L’évacuation a pris tout le monde par surprise, ou presque puisque des rumeurs bruissaient autour de Forceval dès mardi matin. A 7 heures ce mercredi matin, plusieurs centaines de policiers étaient déployés pour procéder au démantèlement de ce site de consommation de crack à ciel ouvert situé à côté de la porte de la Villette (19e arrondissement). Les usagers étaient groupés dans l’attente de leur évacuation vers des places d’hébergement d’urgence, des commissariats pour ceux en infraction ou en situation irrégulière, tandis que des agents de la Ville de Paris en combinaisons blanches nettoyaient le site et détruisaient les abris de fortune au bulldozer. Sur place, le préfet de police, Laurent Nunez, celui d’Ile-de-France, Marc Guillaume, et la directrice de l’ARS, Amélie Verdier, supervisaient l’opération montée dans le plus grand secret, la mairie du 19e arrondissement ayant par exemple été prévenue tard mardi soir et celle de Pantin l’apprenant au petit matin.

Sur mon instruction, le @prefpolice procède au démantèlement définitif ce matin du «campement du crack» du square Forceval à Paris. 1000 policiers seront déployés afin que ce campement ne se reconstitue pas ailleurs. Un moment important pour l’ordre public rétabli à Paris.
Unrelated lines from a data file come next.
PR #5222, opened 2026-07-10
Sanitize bidi control characters in display names

### LINKED ISSUE #1480: Directional Unicode characters in display names break notifications for other users
I have come across multiple instances of people complaining that their notification text changed directions when users with directional control characters in their usernames engaged with their posts.

The bug appears to be confusing users and reducing the legibility of notifications when it arises.

Could Bluesky either sanitize directional control characters in display names or else check for them and reset direction to the default for a user’s locale upon referencing them?

**examples:**
https://bsky.app/profile/birdapp.rip/post/3k527wpl3jx2d
https://bsky.app/profile/pangolinfox.bsky.social/post/3k2kinjtfj32x

a-y-ibrahim:
Fixes #1480

## Problem

`displayName` records are validated only for length (`maxGraphemes`,
`maxLength`), there is no character-level validation. A display name
containing a bidi embedding/override character (for example U+202E
RIGHT-TO-LEFT OVERRIDE) is accepted as-is and served unchanged, so
notification text and verification-badge text built from that display
name can render in a confusing or reversed direction for other users.

I confirmed this is still reproducible today: I set a display name
containing U+202E on a real account and fetched it back through the
public `getProfile` endpoint, the character round-trips unchanged.

## Fix

Adds `hasBidiControls` / `stripBidiControls` to `@atproto/syntax` and
applies `stripBidiControls` everywhere I found `displayName` independently
built into a `ProfileViewBasic`-shaped response:

- `profileBasic` in bsky views, the value that flows into notification
  author views
- `verification` in bsky views, the issuer's display name shown on
  verification badges
- `LocalViewer.getProfileBasic` and `LocalViewer.updateProfileViewBasic`
  in the PDS's read-after-write path, which independently builds/patches
  the same view shape and could otherwise reintroduce the unsanitized
  value right after a profile edit

Legitimate single-character direction marks (LRM, RLM, ALM) and script
joiners (ZWJ, ZWNJ, used by real RTL text and emoji) are intentionally
left untouched, only embedding/override/isolate control characters are
stripped.

## Scope

This PR sanitizes `displayName` at every read/view-construction site I
could find for `app.bsky.actor.profile`. Two things I deliberately left
out, happy to follow up separately if maintainers want them here instead:

- Write-time validation/rejection in the PDS record-validation path
  (`packages/pds/src/repo/prepare.ts`). I chose read-side sanitization
  because it protects every consumer regardless of which PDS wrote the
  record (this is a federated protocol), but it means a malicious
  `displayName` is still accepted and stored, just no longer served
  unsanitized through the paths this PR touches.
- `app.bsky.feed.generator#displayName` (a feed generator's own name) is
  a different lexicon field with a different threat model, not covered
  here since issue #1480 is specifically about actor identity.

## Testing

- Added unit tests in `packages/syntax/tests/bidi.test.ts` covering the
  attack character class, every embedding/override/isolate character, and
  that legitimate direction marks and emoji ZWJ sequences are left intact.
- Verified against the compiled `Views` class directly (`profileBasic`
  and `verification`), not just the standalone utility, with a malicious
  display name, a clean display name, a real Arabic display name with a
  legitimate direction mark, a missing profile, and a stacked multi-character
  attack.

### DIFF
--- a/packages/syntax/src/bidi.ts
+++ b/packages/syntax/src/bidi.ts
@@ -1,0 +1,20 @@
+// Directional embedding/override/isolate characters. These can make text
+// render in an order different from its logical character order, the
+// mechanism behind the "Trojan Source" disclosure (CVE-2021-42574) and the
+// class of bug reported in bluesky-social/atproto#1480, where a display
+// name containing one of these characters made notification text render in
+// a confusing or reversed direction for other users.
+//
+// Single-character directional *marks* (U+200E LRM, U+200F RLM, U+061C ALM)
+// are intentionally excluded: they have no reordering power on their own,
+// and real Arabic/Hebrew text can legitimately contain them.
+const BIDI_CONTROL_CHARS = /[\u202A-\u202E\u2066-\u2069]/
+const BIDI_CONTROL_CHARS_G = /[\u202A-\u202E\u2066-\u2069]/g
+
+export function hasBidiControls(input: string): boolean {
+  return BIDI_CONTROL_CHARS.test(input)
+}
+
+export function stripBidiControls(input: string): string {
+  return input.replace(BIDI_CONTROL_CHARS_G, '')
+}
--- a/packages/bsky/src/views/index.ts
+++ b/packages/bsky/src/views/index.ts
@@ -14,6 +14,7 @@ import {
   type DidString,
   INVALID_HANDLE,
   normalizeDatetimeAlways,
+  stripBidiControls,
 } from '@atproto/syntax'
 import type { Actor, ProfileViewerState } from '../hydration/actor.js'
 import {
@@ -389,7 +390,9 @@ export class Views {
     return {
       did,
       handle: actor.handle ?? INVALID_HANDLE,
-      displayName: actor.profile?.displayName,
+      displayName:
+        actor.profile?.displayName &&
+        stripBidiControls(actor.profile.displayName),
       pronouns: actor.profile?.pronouns,
       avatar: actor.profile?.avatar
         ? this.imgUriBuilder.getPresetUri(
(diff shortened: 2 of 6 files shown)


a-y-ibrahim:
Addressed Copilot's feedback:

- The two "will fail to typecheck under strict settings" comments: I checked this empirically with an isolated repro against this repo's own `tsgo` in strict mode, both patterns typecheck cleanly (0 errors). The underlying suggestion (avoid re-dereferencing the optional chain) is still good practice for readability, so I applied it in 86c95a2.
- Missing bsky-level regression test: added one to `profile.test.ts` in 86c95a2, asserting `getProfile` strips a bidi override character from `displayName`. I did not add an equivalent to `verification.test.ts`, that file's coverage is built around a large shared `verificationsSeed` fixture and a data-driven `it.each` table; bolting a one-off case onto it without fully understanding how the fixture is reused elsewhere seemed more likely to introduce a fragile test than a good one. That path is still covered by the `hasBidiControls`/`stripBidiControls` unit tests and by directly exercising the compiled `Views.verification()` method during development (not committed, just how I verified it locally).

matthieusieben (approved):

matthieusieben:
@claude Read .github/claude-review-prompt.md in the checked-out repo and review this pull request following its guidance.

packages/syntax/src/bidi.ts
```diff
@@ -0,0 +1,20 @@
...
+const BIDI_CONTROL_CHARS = /[\u202A-\u202E\u2066-\u2069]/
+const BIDI_CONTROL_CHARS_G = /[\u202A-\u202E\u2066-\u2069]/g
+
+export function hasBidiControls(input: string): boolean {
+  return BIDI_CONTROL_CHARS.test(input)
+}
+
+export function stripBidiControls(input: string): string {
+  return input.replace(BIDI_CONTROL_CHARS_G, '')
+}
```
matthieusieben, line 20: I don't think we want this as part of the syntax package. Syntax is a low level package, while this is clearly business logic.

matthieusieben (commented):
This should be tackled in the app itself. Please open a PR in https://github.com/bluesky-social/social-app/

matthieusieben:
Thank you for you interest. I don't think that this is the right fix for that. bidi chars as part of any atproto text and should be handled whenever rendered to the user.

matthieusieben:
Feel free to open a discussion if you want to tackle this further.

— Gérald DARMANIN (@GDarmanin) October 5, 2022

Le démantèlement est d’autant plus surprenant qu’il y a une dizaine de jours, à l’occasion du premier anniversaire de l’installation des consommateurs de crack sur le site de Forceval par le préfet Didier Lallement, élus et collectifs de riverains dénonçaient un an d’immobilisme. Mais il est vrai qu’en juillet dernier, Gérald Darmanin avait fixé comme priorité à Laurent Nunez, tout juste nommé, d’en finir avec le problème du crack à Paris. C’est d’ailleurs lui qui a annoncé publiquement l’opération sur Twitter.

« Ça ressemble à du foutage de gueule »

Au café Le Flash, à deux pas de Forceval, des riverains du collectif 93 Anti-crack, présents sur place dès le petit matin, débriefent la situation et se montrent dubitatifs. « Il y a un fort sentiment d’ambivalence, témoigne Dominique Gamard, habitante du quartier voisin des Quatre-Chemins. Cela satisfait notre première revendication qui était l’évacuation du camp mais ça ressemble à du foutage de gueule. »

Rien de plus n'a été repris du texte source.